The archdiocese said the allegation was reported directly to law enforcement in 2002. Authorities then investigated and recommended prosecution. But the district attorney did not file charges.

The statement said the archdiocese was first informed – “through a third party” – of the allegation against Salazar in 2005. Salazar denied the allegation and the archdiocese has not received any other accusations against him, according to the statement.

An archdiocese spokeswoman said the allegation from the 1990s “involved a single individual with multiple incidents, including boundary violations.”

Cardinal Roger Mahony, then the archbishop of Los Angeles, referred the allegation to the powerful Vatican body that investigates abuse cases.

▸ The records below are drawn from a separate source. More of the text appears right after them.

PR #385, opened 2020-08-17
Add implementation of vterm_cmd helper for fish

jamesnvc:


Sbozzolo:
Thanks, can you please add in the docstring that commands have to be defined `vterm-eval-cmds`?
Then squash the commits and I will merge this.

That office, known as the Congregation for the Doctrine of the Faith, investigated and “permitted Bishop Salazar to remain in ministry subject to certain precautionary conditions, which he has respected.”

The Archdiocese of Los Angeles did not elaborate on those precautionary measures, and a spokeswoman referred questions about them to the Holy See. A Vatican spokesman declined to provide details.

Salazar continued to appear at events with minors, according to contemporaneous news articles and archdiocese news releases.

Several weeks ago, according to a Los Angeles archdiocese spokeswoman, the Clergy Misconduct Oversight Board looked back into Salazar’s case after Gomez requested a “full review of all allegations of sexual misconduct involving minors,” as part of an update to a list of accused priests.

That board, chaired by a layperson, was created as one of the steps taken within the U.S. Catholic church after stories of clerical sex abuse first exploded in 2002.

Kurt Martens, a professor of canon law at Catholic University, said it was difficult to determine whether church authorities had properly handled Salazar’s case, and that more transparency was necessary.

“Here you have an allegation sitting there since 2005, and yet it’s 2018, and some action was undertaken. I find that very weird,” Martens said. “Why couldn’t that happen earlier? And why was [Salazar] kept in ministry with some restrictions?”

The Los Angeles archdiocese recently released an update to its list of accused priests, but Salazar was not mentioned in that document.

The archdiocese said that over the past decade there have been two cases of misconduct involving minors by Los Angeles priests, both of which were made public when the allegations were first received.

“In the past two decades, we have put in place an effective system for reporting and investigating suspected abuse by priests and for removing offenders from ministry,” Gomez wrote in a Dec. 6 letter.

The Catholic Church has dealt this year not just with cases of predator priests, but with cases that expose the misdeeds of bishops and cardinals, who either failed to stop abusers or carried out abuses themselves. Scandals have played out in France, Chile, Australia, the United States and elsewhere, implicating members even of Pope Francis’s inner circle. Increasingly loud critics say Francis’s papacy has been damaged by the cases – and by the church’s struggle to hold prelates accountable.

In February, the Vatican is hosting an unprecedented summit bringing together leading bishops from around the world to discuss the protection of minors and clerical sexual abuse. On Tuesday, summit organizers asked participating bishops to meet with abuse victims before coming to Rome as a way to “learn firsthand the suffering” of those survivors.

Salazar, 69, was born in Costa Rica but attended high school, college and seminary in California. He was ordained as a priest in 1984 and subsequently served several parishes across Southern California. He was ordained as an auxiliary bishop in 2004. During that ceremony, according to a story that appeared in the Los Angeles Times, Mahony referenced a series of flash points across the world, as well as the church’s crisis in dealing with priestly sexual abuse.

“So, Bishop Alex, it is precisely those realities that our Lord Jesus Christ calls you to and sends you,” the newspaper quoted Mahony as saying.

The Washington Post’s Stefano Pitrelli contributed to this report.